Don’t underestimate how emotionally difficult it is. I know precisely what “Jan in MN” is talking about here:
Self-image shouldn’t be underestimated as a reason to close one’s mind to facts. I remember, in my change process, how frightening it was to begin acknowledging myself as conservative, one of those awful people. My initial step away from the liberal viewpoint was during the Clarence Thomas-Anita Hill hearings, but it wasn’t enough to make me depart the liberal camp entirely. The process was painful, as I saw friends drop away and as my concept of myself changed. Liberals, I had thought, were the caring folk, morally superior, and who wouldn’t want to be cozily wrapped up in that image?
Finally, facts mattered more, but it can be tough wrenching oneself away from the regard and cameraderie of friends and a philosophy that seemed so true and pure.
And I will now repeat a passage that I’ve quoted before in several previous posts. For me, it never gets old. It’s from the Czech author Milan Kundera’s novel The Book of Laughter and Forgetting, which he wrote in the late 1970s:
Circle dancing is magic. It speaks to us through the millennia from the depths of human memory. Madame Raphael had cut the picture out of the magazine and would stare at it and dream. She too longed to dance in a ring. All her life she had looked for a group of people she could hold hands with and dance with in a ring. First she looked for them in the Methodist Church (her father was a religious fanatic), then in the Communist Party, then among the Trotskyites, then in the anti-abortion movement (A child has a right to life!), then in the pro-abortion movement (A woman has a right to her body!); she looked for them among the Marxists, the psychoanalysts, and the structuralists; she looked for them in Lenin, Zen Buddhism, Mao Tse-tung, yogis, the nouveau roman, Brechtian theater, the theater of panic; and finally she hoped she could at least become one with her students, which meant she always forced them to think and say exactly what she thought and said, and together they formed a single body and a single soul, a single ring and a single dance.
Don’t underestimate how profoundly difficult it can be to step outside the circle.
A personal note—I never really had a desire to dance in a ring. In fact, I had a bit of a horror of it. But—and it’s a big “but”—I grew up in an atmosphere in which being a liberal Democrat (which was much less extreme a position than it is now) seemed to me to be reasonable and moral and kind. For much of my life I had paid only a sort of general attention to politics and world events. I wasn’t what you’d call a political junkie. I had some marked disagreements with the liberal line I heard around me, and I sometimes voiced them to other liberals, but my disagreements never seemed all that fundamental to anyone, including me, and they earned little or no enmity.
I was a part of a circle without even realizing it.
When I started the process of political change outlined on this blog in my “A mind is a difficult thing to change” series, I had absolutely no idea that I was taking a small step outside that circle in which I had danced, unawares, my entire life.

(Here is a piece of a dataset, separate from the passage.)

Issue #143, opened 2015-07-19
How do I create an ATR indicator from a RenkoConsolidator source


sblanchard:
In the RegisterIndicator method it sees the outputType as Tick and throws an exception.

And I had no idea that that first step would soon be followed by another, and another, until without even realizing that it had happened, I was standing far away looking in.
I’ve never fully joined another circle. As I said, circle dancing isn’t something for which I yearn. Now I seem to dance on the periphery of the circle formed by the right—weaving in and out, sometimes closer, sometimes further away. Some in that other far-off circle—the one with most of my friends and relatives—have shunned me, but at least the ones dancing there who still love me have decided that when we get together they will stop dancing for a while.
But the experience has been far more painful and far more wrenching than I ever would have imagined.